DPC_WATCHDOG_VIOLATION (133)
The DPC watchdog detected a prolonged run time at an IRQL of DISPATCH_LEVEL or above.
Arguments:
Arg1: 0000000000000001, The system cumulatively spent an extended period of time at
    DISPATCH_LEVEL or above. The offending component can usually be
    identified with a stack trace.
Arg2: 0000000000001e00, The watchdog period.

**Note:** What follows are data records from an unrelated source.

PR #418, opened 2023-05-09
MacroRootDict.cmake. Adding install exception for MacOs

jgalan:
jgalan Ok: 6 [](https://gitlab.cern.ch/rest-for-physics/framework/-/commits/jgalan_macos_fix2) [](https://github.com/rest-for-physics/framework/commits/jgalan_macos_fix2)

See also https://github.com/rest-for-physics/restG4/pull/109 and https://github.com/rest-for-physics/axionlib/pull/64

PR #419, opened 2023-05-11
Fixing MacOs libraries identification

jgalan:
jgalan Ok: 4 [](https://gitlab.cern.ch/rest-for-physics/framework/-/commits/jgalan_fix_macos_libs) [](https://github.com/rest-for-physics/framework/commits/jgalan_fix_macos_libs)

This PR solves the problem of identification of libraries that has been discussed in the Forum: 

https://rest-forum.unizar.es/t/macos-installation-issue-missing-files-headers-bin/573/13.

0x1e00 100ns units is 768us.

@Tim_Roberts said:
From here:

DPC_WATCHDOG_VIOLATION (133)
The DPC watchdog detected a prolonged run time at an IRQL of DISPATCH_LEVEL or above.
Arguments:
Arg1: 0000000000000001, The system cumulatively spent an extended period of time at
    DISPATCH_LEVEL or above. The offending component can usually be
    identified with a stack trace.
Arg2: 0000000000001e00, The watchdog period.

0x1e00 100ns units is 768us.

So how can I find which function is consuming the most time in DISPATCH level and find the root of this bugcheck? And considering that there are two potentially faulty thread stacks in the output of !dpcwatchdog, which of them is consuming the most time?

And where does the “16 Min 17 Sec 984.38 mSec” come from?